- Born: March 10, 1957 (age 68) Montreal, Quebec, Canada
- Height: 6 ft 0 in (183 cm)
- Weight: 181 lb (82 kg; 12 st 13 lb)
- Position: Goaltender
- Caught: Left
- Played for: Milwaukee Admirals Peoria Prancers
- NHL draft: 86th overall, 1977 Buffalo Sabres 122nd overall, 1978 Washington Capitals
- Playing career: 1977–1984

= Rich Sirois =

Canadian ice hockey player

Richard Sirois (born March 10, 1957) is a Canadian former professional ice hockey player.

During his first season in the Quebec Major Junior Hockey League (QMJHL) with the Sherbrooke Castors his team won the President's Cup and advanced to the 1975 Memorial Cup finals, where they lost to the Toronto Marlboros, the Ontario champions. After being traded the following season, he played his final year in the QMJHL with Laval National, and with 69 games led the league in games played by a goalie.

He was drafted in the fifth round, 85th overall by the Buffalo Sabres in the 1977 NHL amateur draft.
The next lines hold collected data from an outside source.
PR #160, opened 2020-05-20
Actually use our preloader get function. Big speed boost switching tabs

finben:


Podfile.lock
```diff
@@ -84,14 +84,14 @@ PODS:
...
-  - Realm (4.4.1):
-    - Realm/Headers (= 4.4.1)
-  - Realm/Headers (4.4.1)
-  - RealmSwift (4.4.1):
-    - Realm (= 4.4.1)
+  - Realm (5.0.0):
+    - Realm/Headers (= 5.0.0)
+  - Realm/Headers (5.0.0)
+  - RealmSwift (5.0.0):
+    - Realm (= 5.0.0)
```
skywalkerdude, line 94: Is there a reason you had to run a pod update? I'm not against it, just curious why you did it.

Hymns/Common/PDFViewer.swift
```diff
@@ -3,7 +3,7 @@ import SwiftUI
 import PDFKit
 
 struct PDFViewer: UIViewRepresentable {
-
+    private let preloader: PDFLoader = Resolver.resolve()
```
skywalkerdude, line 6: lol, didn't realize we weren't using it

Podfile.lock
finben: I kept getting that realm error when I was running the project. This fixed it on my local by upgrading our realm version.

skywalkerdude: Could you be more specific on what "that realm error" is?

PR #162, opened 2020-05-21
Dynamically changing scroll title according to Emily's spec for lyrics

finben:


finben:
Sort of stuck at this point... I have no idea why this does not work? The published var is being updated from the scrollview geometry reader and the display hymn view and toolbar view both see that but they aren't updating their views. I'm not sure maybe, this is a case where I need to be using combine. 

It works fine when I use an environment object for the first hymn you do it on but then as soon as you try another hymn it crashes. So I think it will have to be done without using a singleton in the environment.

PR #165, opened 2020-05-21
Add beginnings of the display hymn bottom bar

skywalkerdude:
Simulator Screen Shot - iPhone 8 - 2020-05-21 at 01 01 26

He played one season with the Milwaukee Admirals of the International Hockey League (IHL). The following season he became a free agent and was drafted again by the Washington Capitals in the 1978 Draft. He went on to play one season in the Swiss National League A in 1978. He returned to North America and played six more seasons in the IHL with the Milwaukee Admirals and Peoria Prancers. Sirois signed as a free agent with the St. Louis Blues in the 1982 NHL playoff season but never played in the NHL.

Sirois and his older brother Bob were the owners of the Montreal Roadrunners of Roller Hockey International (RHI), and founders of Continental Inline Hockey League from 1990 to 1995.

==Playing career==
Sirois played 286 games and won a record 119 games with the Admirals in the International Hockey League and was a three-time All Star. Sirois leads Milwaukee in games played by a goaltender (285). He wore jersey #57. In 1969, Sirois was the goalie for the LSA Montreal team that represented Team Canada as a Pee Wee in the 1969-70 Hockey Tour Exhibition in France.